Requirement ▸ Nothing but the lines from the one containing "- [x] Cloud-compatibility" through the one containing "#define MONITOR_ECLAGENT_STATUS", both included, should be given again, each exactly as written below.

Collected data ▸

PR #13383, opened 2020-02-20
HPCC-23543 Rationalize eclagent command line parameters

richardkchapman:

## Type of change:

## Checklist:
  - [x] The commit is signed.
  - [ ] Scalability
  - [ ] Performance
  - [ ] Security
  - [ ] Thread-safety
  - [x] Cloud-compatibility
  - [ ] Premature optimization

## Smoketest:

### DIFF
--- a/ecl/eclagent/eclagent.cpp
+++ b/ecl/eclagent/eclagent.cpp
@@ -70,8 +70,6 @@ using roxiemem::OwnedRoxieString;
 
 #define MONITOR_ECLAGENT_STATUS     
  
-static const char XMLHEADER[] = "<?xml version=\"1.0\" encoding=\"UTF-8\"?>";
-
 //#define ROOT_DRIVE      "c:"
 
 //#define DEFAULT_REALTHOR_HOST "localhost"
@@ -90,6 +88,7 @@ constexpr LogMsgCategory MCresolve = MCprogress(100);       // Category used to 
 constexpr LogMsgCategory MCrunlock = MCprogress(100);      // Category used to inform about run lock progress
 
 Owned<IPropertyTree> agentTopology;
+Owned<IProperties> cmdLineArgs;
 
 MODULE_INIT(INIT_PRIORITY_STANDARD)
 {
@@ -98,6 +97,7 @@ MODULE_INIT(INIT_PRIORITY_STANDARD)
 MODULE_EXIT()
 {
     agentTopology.clear();
+    cmdLineArgs.clear();
 }
 
 //-----------------------------------------------------------------------------------------------------
@@ -156,6 +156,7 @@ public:
     CHThorDebugSocketListener(CHThorDebugContext * _debugContext) 
         : Thread("CHThorDebugSocketListener"), debugContext(_debugContext)
     {
+        port = 0;
         running = false;
         suspended = false;
         unsigned poolSize = 10;//MORE : What is a good threadcoutn?
@@ -509,8 +510,8 @@ public:
 
 //=======================================================================================
 
-EclAgent::EclAgent(IConstWorkUnit *wu, const char *_wuid, bool _checkVersion, bool _resetWorkflow, bool _noRetry, char const * _logname, const char *_allowedPipeProgs, IPropertyTree *_queryXML, IProperties *_globals, IPropertyTree *_config, ILogMsgHandler * _logMsgHandler)
-    : wuRead(wu), wuid(_wuid), checkVersion(_checkVersion), resetWorkflow(_resetWorkflow), noRetry(_noRetry), allowedPipeProgs(_allowedPipeProgs), globals(_globals), config(_config), logMsgHandler(_logMsgHandler)
+EclAgent::EclAgent(IConstWorkUnit *wu, const char *_wuid, bool _checkVersion, bool _resetWorkflow, bool _noRetry, char const * _logname, const char *_allowedPipeProgs, IPropertyTree *_queryXML, ILogMsgHandler * _logMsgHandler)
+    : wuRead(wu), wuid(_wuid), checkVersion(_checkVersion), resetWorkflow(_resetWorkflow), noRetry(_noRetry), allowedPipeProgs(_allowedPipeProgs), logMsgHandler(_logMsgHandler)
 {
     isAborting = false;
     isStandAloneExe = false;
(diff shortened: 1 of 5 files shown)


richardkchapman:
@shamser For initial review (not yet tested!)

ecl/eclagent/eclagent.cpp
```diff
@@ -2020,12 +2012,6 @@ void EclAgent::doProcess()
                 UWARNLOG(errCode, "%s", rmMsg.str());
         }
 
-        if (globals->getPropBool("DUMPFINALWU", false))
```
shamser: Why is this option being removed?

ecl/eclagent/eclagent.cpp
```diff
@@ -3546,10 +3492,10 @@ extern int HTHOR_API eclagent_main(int argc, const char *argv[], StringBuffer *
                 IExtendedWUInterface * extendedWu = queryExtendedWU(daliWu);
                 extendedWu->copyWorkUnit(standAloneWorkUnit, true, true);
                 wuid.set(daliWu->queryWuid());
-                globals->setProp("WUID", wuid.str());
+                cmdLineArgs->setProp("WUID", wuid.str());  // So it can be retrieved by getenv
```
shamser: Should this be lowercase "wuid"?

ecl/eclagent/eclagent.cpp
```diff
@@ -3623,19 +3569,21 @@ extern int HTHOR_API eclagent_main(int argc, const char *argv[], StringBuffer *
 
             if (w)
             {
-                EclAgent agent(w, wuid.str(), globals->getPropInt("IGNOREVERSION", 0)==0, globals->getPropBool("WFRESET", false), globals->getPropBool("NORETRY", false), logfilespec.str(), globals->queryProp("allowedPipePrograms"), query.getClear(), globals, agentTopology, logMsgHandler);
-                const bool isRemoteWorkunit = (daliServers.length() != 0);
-                const bool resolveFilesLocally = standAloneExe && (!isRemoteWorkunit || globals->getPropBool("USELOCALFILES", false));
-                const bool writeResultsToStdout = standAloneExe && (!isRemoteWorkunit || globals->getPropBool("RESULTSTOSTDOUT", true));
+                EclAgent agent(w, wuid.str(), agentTopology->getPropBool("@ignoreVersion", false), agentTopology->getPropBool("@resetWorkflow", false), agentTopology->getPropBool("@noretry", false), logfilespec.str(),
```
shamser: should it be "@noRetry"?

shamser (changes requested):
@richardkchapman Few minors.  Also:  The same command line arguments is being processed in 2 different places: eclagent_main (writing into cmdLineArgs) and loadConfiguration (writing into agentTopology) .  It may get confusing which one to use.

Would it make sense to have command line args processed only in loadConfiguration and getting rid of cmdLineArgs completely?

ecl/eclagent/eclagent.cpp
richardkchapman: It was undocumented and not especially useful (IMHO)

ecl/eclagent/eclagent.cpp
richardkchapman: If there was any ECL code calling getenv to get it, it would previously have been there as WUID, so I left it.

getenv should probably be made case-insensitive, but that's a different (existing) bug.

ecl/eclagent/eclagent.cpp
richardkchapman: Arguably, yes. None of these options are documented anyway, and are only ever used by developers after looking at the source, so it's not that critical...

shamser (approved):
@richardkchapman Reviewed.  Not sure why the build is failing.

richardkchapman:

ecl/eclagent/eclagent.cpp
```diff
@@ -3307,6 +3268,18 @@ int myhook(int alloctype, void *, size_t nSize, int p1, long allocSeq, const uns
 }
 #endif
 //--------------------------------------------------------------
+
+void usage()
+{
+    printf("USAGE: eclagent --wuid=wuid options\n"
+           "       eclagent PROCESS=dllname options\n"
```
ghalliday: where is this option implemented?

ecl/eclagent/eclagent.ipp
```diff
@@ -43,6 +43,8 @@ class EclGraph;
 typedef unsigned __int64 graphid_t;
 typedef unsigned __int64 activityid_t;
 
+extern Owned<IPropertyTree> agentTopology;
```
ghalliday: Would be cleaner having agentTopology as a member of eclagent, rather than exposing it as a global variable.

ghalliday (commented):
@richardkchapman A few minor comments

ecl/eclagent/eclagent.cpp
```diff
@@ -90,15 +88,7 @@ constexpr LogMsgCategory MCresolve = MCprogress(100);       // Category used to
...
 
 Owned<IPropertyTree> agentTopology;
-
-MODULE_INIT(INIT_PRIORITY_STANDARD)
-{
-    return true;
-}
-MODULE_EXIT()
-{
-    agentTopology.clear();
```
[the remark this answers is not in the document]
richardkchapman: Fairly. This change could only potentially make the object be destroyed earlier.

I suspect it was not always Owned, and that this code was changed from a delete to a clear when the object was changed from a pointer to Owned...

ecl/eclagent/eclagent.cpp
richardkchapman: It isn't, I suspect. The usage functions(s) are very inconsistent and out of date. I fixed some issues in them but looks like I didn't get all of them (this is old code that was moved)

ecl/eclagent/eclagent.ipp
richardkchapman: I didn't want to refactor to that extent. Plus you can argue that global options belong in a global variable...

It used to be both, which was very confusing.

ecl/eclagent/eclagent.cpp
```diff
@@ -90,15 +88,7 @@ constexpr LogMsgCategory MCresolve = MCprogress(100);       // Category used to
 constexpr LogMsgCategory MCrunlock = MCprogress(100);      // Category used to inform about run lock progress
 
 Owned<IPropertyTree> agentTopology;
```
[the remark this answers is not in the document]
richardkchapman: Possibly, but the name is not new.

ecl/eclagent/eclagent.cpp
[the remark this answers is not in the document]
ghalliday: I think it will actually mean it is called later (when exe is quite, rather than when ExitModuleObjects() is called).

Output for this exercise ▸
  - [x] Cloud-compatibility
  - [ ] Premature optimization

## Smoketest:

### DIFF
--- a/ecl/eclagent/eclagent.cpp
+++ b/ecl/eclagent/eclagent.cpp
@@ -70,8 +70,6 @@ using roxiemem::OwnedRoxieString;
 
 #define MONITOR_ECLAGENT_STATUS     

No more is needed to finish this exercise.